I spent a very interesting, and pleasant day in Tasmania last Friday courtesy of Microsoft and IoT startup, The Yield, learning all about how The Yield is using IoT technology to help Tasmania’s oyster farmers be more productive, more efficient, and hence more competitive.
Along the way I also learnt something about what’s involved in oyster farming and believe me, it ain’t easy. Aside from the various hazards that The Yield’s IoT systems are designed to alleviate — of which more anon — producing those tasty uniform oysters elegantly served in up market restaurants is no mean feat. It requires constant nurturing, grading and shifting of oysters in their beds. Otherwise it’s survival of the fittest: you end up with a few monster oysters that suck all the nutrients out of the seawater and lots of shrivelled and undernourished specimens that no self-respecting chef would dream of serving up.
That’s just one aspect of it. Suffice to say I will never look at a plate of oysters in the same way again, but back to The Yield and IoT.
The Yield’s service to Tasmanian oyster growers addresses two problems. When heavy rain washes water from the land into the estuary, pollutant levels rise and oysters absorb contaminants making them dangerous if consumed. Government regulations prohibit harvesting of oysters until it’s judged that tides and river flow have washed away the contaminants and the oysters have cleaned themselves.
Historically the decision to cease or resume harvesting has been made by The Tasmanian Department of Primary Industries, Parks, Water and Environment based solely on rainfall as measured at weather stations the might be many kilometres from the estuary, and naturally has erred on the conservative side.
The Yield’s technology is able to predict when closure is necessary much more accurately. According to The Yield, weather closures have cost the Tasmanian oyster industry an average of $4.3m a year for the past three years. On this basis, if its IoT technology delivers just a 30 percent reduction in closures it would return four times the investment.
The other big problem facing the Tasmanian oyster industry is Pacific Oyster Mortality Syndrome (POMS), a viral disease that can wipe out almost entire populations. It’s not fully understood but what is known is that outbreaks can be triggered by higher water temperatures, so if oysters can be removed from the water ahead of a rise in water temperature they can be saved.

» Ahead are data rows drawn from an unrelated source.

PR #23, opened 2017-05-22
Red hat cleanups

scaronni:
I have commit access to the repository but would like to have some feedback on this.

This is a pull request for a few things:
- Remove UDEV_TRIGGER information from the man page as it has been deleted long ago
- Make sure on systemd systems that new modules are loaded after being built (rationale in the commit message)
- Remove stuff for old end of life Red Hat / Fedora versions.

I don't know how the policy for DKMS is; if you still want to support "dead" distributions for a while or not. Personally, I don't see the point for doing that. As the EPEL/Fedora maintainer of DKMS I'm not be able to push any new change to those EOL distributions.

Thanks,
--Simone

### DIFF
--- a/dkms
+++ b/dkms
@@ -1526,6 +1526,12 @@ install_module()
             exit 6
     }
 
+    # Make the newly installed modules available immediately
+    find /sys/devices -name modalias -print0 | xargs -0 cat | xargs modprobe -a -b -q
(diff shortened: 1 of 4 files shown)


jared-dominguez:
It all looks good to me. Thanks for the code cleanup!

PR #24, opened 2017-06-08
Print correct path to dkms.conf when it was not found

vden:
I've run into the issue when I had accidentally removed one of directories in dkms tree.
Then `dkms status` started to fail with non-informative message `File:    does not exist.`

This small patch fixes this issue showing actual path to file which dkms failed to read.


yuzaipiaofei:
Looks Good .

What I learnt is that IoT is really only one component of what The Yield offers. Its real value proposition, and where its key intellectual property resides, is in predictive analytics. As CEO and founder, Ros Harvey puts it: “We are in the business of managing uncertainty.”
The only ‘things’ in The Yield’s system are solar-powered salinity sensors that it has deployed at a number of locations in the Derwent River estuary, designed by its shareholder, Bosch and incorporating a highly accurate and reliable salinity measuring device. It combines this salinity data with publicly available, temperature, barometric pressure and tidal data.
Harvey says there are four components to The Yield’s system: Sensors, platform, data analytics, user interface. It’s using Microsoft’s Azure cloud services and the Azure IoT Suite to host its platform, but Harvey says, “The value proposition is in the data analytics.”
She explains: “We take the tidal signature and offset that for harmonics, for the shape of the bay and for weather and we get this highly accurate tidal signature or prediction curve. And because salt and fresh water don’t mix, when you measure salinity at a single point you get a salinity signature that echoes the tidal signature.
Patent prediction algorithms
“So where the smarts are is in the analytics. When we get a rain event in the catchment we can predict the local salinity as rainfall flows through the catchment. This is what we have developed the algorithms for and that are subject to patent applications. We can do a pretty accurate prediction.
“We developed the mathematical models with our data science team and to scale those we employ machine learning so the model is rapidly scalable when we want to apply it to different bays.”
Temperature prediction is particularly important to alleviate the impact of POMS, Harvey says. “What the industry is doing is window farming: they are growing oysters in areas that are not infected by the virus they have to get them out of the water before the temperature rises and turns the virus on again.”
While the oyster application might seem impressive it is, according to Harvey, not the main game. “We see oysters as our entrée,” she says. “It’s where we are looking at how to demonstrate the business model and the technology and how we go to market, but really it is platform technology that we are demonstrating here.”
The Yield’s story is another example of how the real value in IoT is not in networks of things feeding in data: that aspect is likely to be rapidly commoditised. It’s going to be in gathering disparate sources of data, discovering relationships between them, providing new insights and, best of all: predicting the future.